PR #3483, opened 2020-04-06
Disable auto reload if page is not visible

bmd3k:
Reduce the load on TensorBoard servers by disabling auto reload if the page is not considered visible.

Do not auto reload if document is not visible according to the Page
Visibility API. When page again becomes visible perform an auto reload
if one has been missed.

Run a local TensorBoard.
Open localhost:6006.
Ensure option "Reload data every 30s." is selected.
Open detached network tab in chrome developer tools.
Watch for several minutes and observe that many network calls are made every 30s.
Open different tab in same window but with chrome developer tools still visible.
Watch for several minutes and observe that no network calls are made.
Switch back to TensorBoard tab and watch as network calls are immediately made and UI reloads graphs.
Continue to watch network tab as it again follows a 30s period for reload network calls.

### DIFF
--- a/tensorboard/components/tf_tensorboard/autoReloadBehavior.ts
+++ b/tensorboard/components/tf_tensorboard/autoReloadBehavior.ts
@@ -39,13 +39,28 @@ namespace tf_tensorboard {
       _autoReloadId: {
         type: Number,
       },
+      // Tracks whethere an auto reload was missed because the document was not visible.
+      _missedAutoReload: {
+        type: Boolean,
+        value: false,
+      },
       autoReloadIntervalSecs: {
         type: Number,
         value: 30,
       },
     },
+    attached: function() {
+      document.addEventListener(
+        'visibilitychange',
+        this._handleVisibilityChange.bind(this)
+      );
+    },
     detached: function() {
       window.clearTimeout(this._autoReloadId);
+      document.removeEventListener(
+        'visibilitychange',
+        this._handleVisibilityChange.bind(this)
+      );
     },
     _autoReloadObserver: function(autoReload) {
       window.localStorage.setItem(AUTORELOAD_LOCALSTORAGE_KEY, autoReload);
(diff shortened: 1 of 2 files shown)


tensorboard/components/tf_tensorboard/autoReloadBehavior.ts
```diff
@@ -59,14 +74,34 @@ namespace tf_tensorboard {
...
+        this._missedAutoReload = true;
       }
-      this.reload();
       this._autoReloadId = window.setTimeout(
         () => this._doAutoReload(),
         this.autoReloadIntervalSecs * 1000
       );
     },
+    _doReload: function() {
+      if (this.reload == null) {
```
stephanwlee, line 88: Prefer triple equals.

tensorboard/components/tf_tensorboard/autoReloadBehavior.ts
```diff
@@ -39,13 +39,28 @@ namespace tf_tensorboard {
...
+      document.addEventListener(
+        'visibilitychange',
+        this._handleVisibilityChange.bind(this)
+      );
+    },
     detached: function() {
       window.clearTimeout(this._autoReloadId);
+      document.removeEventListener(
+        'visibilitychange',
+        this._handleVisibilityChange.bind(this)
```
stephanwlee, line 62: I believe `bind` call creates a new reference and this is not removing the event listener attached at L55.

bmd3k: Ya, yuck. I looked at how some other components handle this and picked what looks like the least-bad option.

bmd3k:
> > FWIW, would perhaps be good to update the `Reload data every 30s.` settings panel text to reflect the fact that this is now more complex behavior, e.g. "Reload data every 30s while page is visible" or something?
> > cc @GalOshri
> 
> I am following up with Gal on it. Will send a followup PR if he thinks the message should be updated. My personal opinion is that most people would understand the new behavior without the explanation .

I followed up with Gal. He doesn't think it's necessary to change the existing text.

tensorboard/components/tf_tensorboard/autoReloadBehavior.ts
stephanwlee: ACK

About this exercise: Return only the number of lines in the listing that contain the word "text".

Result of the task: 2